Where does the word "first" appear in the data? Copy every line that holds it.

* _Collected data_:
▼▼▼
PR #440, opened 2022-10-28
Oh/browser support

oleggrib:
Fixed browser detection
Added Auto-outlet fire for multiple redirect scenatios
Auto-add contrainer if not exists
Added message to iOS brawe owners to close tab

examples for testing in browsers:
https://perks.antopolbus.rv.ua/token/local.php
https://perks.antopolbus.rv.ua/token/remote.php

@jeanhwa could you test in with your devices?
For me it works for all devices.
Issues only with iOS Brave. it cant close child tab and in some conditions localStorage can be disabled.


src/client/index.ts
```diff
@@ -717,9 +730,91 @@ export class Client {
...
+			}
+		})
+
+		return onlySameOriginFlag;
+	}
+
 	on(type: TokenNegotiatorEvents, callback?: any, data?: any) {
 		requiredParams(type, "Event type is not defined");
 
+		if(type == 'token-proof') {
```
nicktaras, line 791: Should this be ===

src/client/index.ts
```diff
@@ -717,9 +730,91 @@ export class Client {
...
+			logger(2, "token-proof listener atteched. check URL HASH for proof callbacks.");
+			let params =
+			window.location.hash.length > 1
+			? "?" + window.location.hash.substring(1)
+			: window.location.search;
+			let urlParams = new URLSearchParams(params);
+			
+			const action = urlParams.get("action");
+						
+			if (action == "proof-callback") {
```
nicktaras, line 801: Should this be ===

nicktaras:
Thanks @oleggrib. 

Can Jean do all initial testing with demo URL’s shared? 

I’ll review the code first thing on Monday morning. If urgent, I can do this earlier. 

I’ve created Jira ticket 470 to help track the progress. Oleh, can you add details to this to the improvements and all change made that Jean can check as he tests.

src/client/index.ts
oleggrib: fixed in https://github.com/TokenScript/token-negotiator/pull/440/commits/534669300597f5cb437aff3cbd7677c37ce6c4e9

src/client/index.ts
oleggrib: fixed in https://github.com/TokenScript/token-negotiator/pull/440/commits/534669300597f5cb437aff3cbd7677c37ce6c4e9

nicktaras:
> Thanks @oleggrib.
> 
> Can Jean do all initial testing with demo URL’s shared?
> 
> I’ll review the code first thing on Monday morning. If urgent, I can do this earlier.
>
▲▲▲
* _RESPONSE AREA_:
I’ll review the code first thing on Monday morning. If urgent, I can do this earlier. 
> I’ll review the code first thing on Monday morning. If urgent, I can do this earlier.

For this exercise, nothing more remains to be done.